*** Information given

PR #2408, opened 2021-05-21
fix(Panel): always stack on top

mdodgelooker:
### Issue
https://codesandbox.io/s/optimistic-snowflake-e43le

Any element in `Panels` that comes after `Panel` and has `position: relative` (or `absolute`) will stack on top of the panel surface. This is happening in the core product left nav due to a recent fix for a focus-ring display bug using `position: relative` on `AccordionDisclosure` inside of `Tree`.

### Fix
Render `Panel` in a `Portal` and use context to store the dimensions and position of `Panels` for use in `usePanel`. 

FWIW I did try another route of artificially moving the panel(s) down the bottom of `Panels` instead of using `Portal`, but gave up once it started getting ridiculously complex.

*Verified fix in core product.*

**Note:** This PR does remove `direction` from `PanelHeader` which was a TODO, but it's not a breaking change since `PanelHeader` was not exported from the `index.ts`.

- [ ] ♿️ Accessibility addressed – **I did not look at this at all. A future PR, perhaps?**
- [ ] 📚 Documentation updated
- [x] 👾 Browsers tested
  - [x] Chrome
  - [x] Firefox
  - [x] Safari
  - [x] IE11


packages/components/src/Panel/PanelSurface.tsx
```diff
@@ -29,7 +29,7 @@ import { variant } from 'styled-system'
 import { PanelSurfaceProps } from './types'
 
 const surfaceTransition = () => css`
-  ${({ theme }) => `${theme.transitions.moderate}ms ${theme.easings.ease}`}
+  ${({ theme }) => `${theme.transitions.moderate}ms ${theme.easings.easeOut}`}
```
mdodgelooker, line 32: Feel free to object –`ease` just looked a little intense when the `Panel` is wide. (See http://localhost:3333/?path=/story/panel--center-placement)

packages/components/src/Panel/PanelSurface.tsx
```diff
@@ -45,6 +45,8 @@ export const PanelSurface = styled.div.attrs<PanelSurfaceProps>(
 )<PanelSurfaceProps>`
   background: ${({ theme }) => theme.colors.background};
   bottom: 0;
+  display: flex;
+  flex-direction: column;
```
mdodgelooker, line 49: Supports scrollability of content.

packages/components/src/Panel/PanelWindow.tsx
```diff
@@ -0,0 +1,44 @@
...
+    top,
+    width,
+  })
+)<PanelSurfaceProps>`
+  ${height}
+  ${width}
+  ${position}
+  overflow: hidden;
+  position: absolute;
+`
```
mdodgelooker, line 52: This component supports animating a `Panel` from a direction that's not attached to the edge of the screen. (`overflow: hidden` hides the bit you don't want to see as it animates.)

packages/components/src/Panel/Panels.tsx
```diff
@@ -24,9 +24,31 @@
...
+  (
+    props: CompatibleHTMLProps<HTMLDivElement>,
+    forwardedRef: Ref<HTMLDivElement>
+  ) => {
+    const [element, ref] = useCallbackRef(forwardedRef)
+    const [rect] = useMeasuredElement(element)
+    return (
+      <PanelsContext.Provider value={rect}>
+        <div ref={ref} {...props} />
+      </PanelsContext.Provider>
```
mdodgelooker, line 44: Captures the dimensions and position and saves them in context.

packages/components/src/Panel/usePanel.tsx
```diff
@@ -57,10 +62,12 @@ export const usePanel = ({
 
   const isOpen = isControlled ? controlledIsOpen || false : uncontrolledIsOpen
 
+  const firstRender = useRef(true)
   const { busy, className, renderDOM } = useAnimationState(
     isOpen,
-    defaultOpen ? 'none' : undefined
+    isOpen && firstRender.current ? 'none' : undefined
```
mdodgelooker, line 68: Using `defaultOpen` here resulted in the `Panel` never animating in on subsequent re-opening.

packages/components/src/Panel/usePanel.tsx
```diff
@@ -101,3 +117,8 @@ export const usePanel = ({
     setOpen,
   }
 }
+
+const PanelContent = styled.div`
+  flex: 1;
+  overflow: auto;
+`
```
mdodgelooker, line 124: Support scrolling of long content.

packages/components/src/Panel/PanelHeader.tsx
```diff
@@ -25,58 +25,36 @@
...
-   * callback to close Panel
-   */
-  handleClose?: () => void
-  title: string
-}
-
-export const PanelHeader: FC<PanelHeaderProps> = ({
-  className,
-  handleClose,
+export const PanelHeader: FC<PanelBaseProps> = ({
```
mdodgelooker, line 36: Did a little interface refactoring in `types.ts`.

packages/components/src/Panel/types.ts
```diff
@@ -30,27 +30,45 @@ export type PanelDirection = 'left' | 'right'
...
-export interface UsePanelResponse {
+export type UsePanelResponse = {
   isOpen: boolean
   setOpen: (open: boolean) => void
   panel: ReactNode
   domProps: UsePanelResponseDom
 }
 
-export interface UsePanelProps {
+export type PanelBaseProps = {
```
mdodgelooker, line 52: Extracts the props that are common to `PanelHeader` and `usePanel`.

packages/components/src/Portal/Portal.tsx
```diff
@@ -63,6 +63,13 @@ interface PortalPlacementProps {
    * @default 'center
    */
   vertical?: 'center' | 'top' | 'bottom'
+
+  /**
+   * Enables fixed positioning on the portal.
+   * Setting to false will allow content to scroll with the rest of the page.
+   * @default true
+   */
+  fixed?: boolean
```
mdodgelooker, line 72: Having to add this makes me wonder if `InvisiBox` could be its own component separate from `Portal` that `Dialog` renders (since I think that's what most of its styles are for) and `styleDefenderCSS` gets applied to `#modal-root`? Probably not a big deal though.

packages/components/src/Panel/Panel.test.tsx
```diff
@@ -206,7 +206,7 @@ describe('Panel', () => {
 
     expect(screen.getByText('Panel content')).toBeInTheDocument()
 
-    fireEvent.click(screen.getByText('Close Panel Hook'))
+    fireEvent.click(screen.getByText('CloseTitle Panel Hook'))
```
mdodgelooker, line 209: Due to i18n-izing this text.

www/src/documentation/components/layout/panel.mdx
```diff
@@ -43,8 +43,8 @@ Use the `Panel` component to display content with a directional animation. All `
 We provide a custom hook that returns the opener function and rendered panel.
 Note: `panel` needs to be placed before `children`. The order in which the `panel` will be render metters for the component to be rendered correctly.
 
-```jsx
-;() => {
+```jsx static
+const PanelListItem = () => {
```
mdodgelooker, line 47: I had to make this the `usePanel` example static code only because now if you call this hook from outside of `Panels`, it doesn't know the proper dimensions and the panel covers the entire page. And as far as I know there's no way to declare _then_ render a new component in a live example.

laraharrow (dismissed):
Thanks for all the feedback great to look into it and way more clear!
LGTM🚢

lukelooker (approved):
Works flawlessly. Bravo!

packages/components/src/Panel/PanelSurface.tsx
jhardy: no objections

packages/components-providers/src/I18n/resources.ts
```diff
@@ -118,6 +118,9 @@ export const i18nResources: Resource = {
       'Previous page of results': 'Previous page of results',
       of: 'of',
     },
+    PanelHeader: {
+      CloseTitle: 'Close {{title}}',
+    },
```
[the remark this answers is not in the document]
jhardy: I am wondering if we want to allow customization of this the `CloseTitle`. I can see in some cases wanting to say `Back  to {{previous panel title}}` in some cases instead.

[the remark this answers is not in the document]
mdodgelooker: Really good point @jhardy - I’d love to make that tweak and a couple other small things I belatedly thought of when I get back. If the fix can wait that long.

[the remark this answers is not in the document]
lukelooker: Fix can totally wait for that refinement (I'm 🤞  that we won't be doing any more releases until 2.0 so this will ship with that anyway)

www/src/documentation/components/layout/panel.mdx
lukelooker: I think it's nice to make clear it exists. I'd say leave it for now :)

lukelooker (approved):
LGTM :)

******

▶ **Instructions for the task**: Take the lines from the first line of the listing up to and including the line with "https://codesandbox.io/s/optimistic-snowflake-e43le" and give them again exactly.

▶ **Written solution**:
PR #2408, opened 2021-05-21
fix(Panel): always stack on top

mdodgelooker:
### Issue
https://codesandbox.io/s/optimistic-snowflake-e43le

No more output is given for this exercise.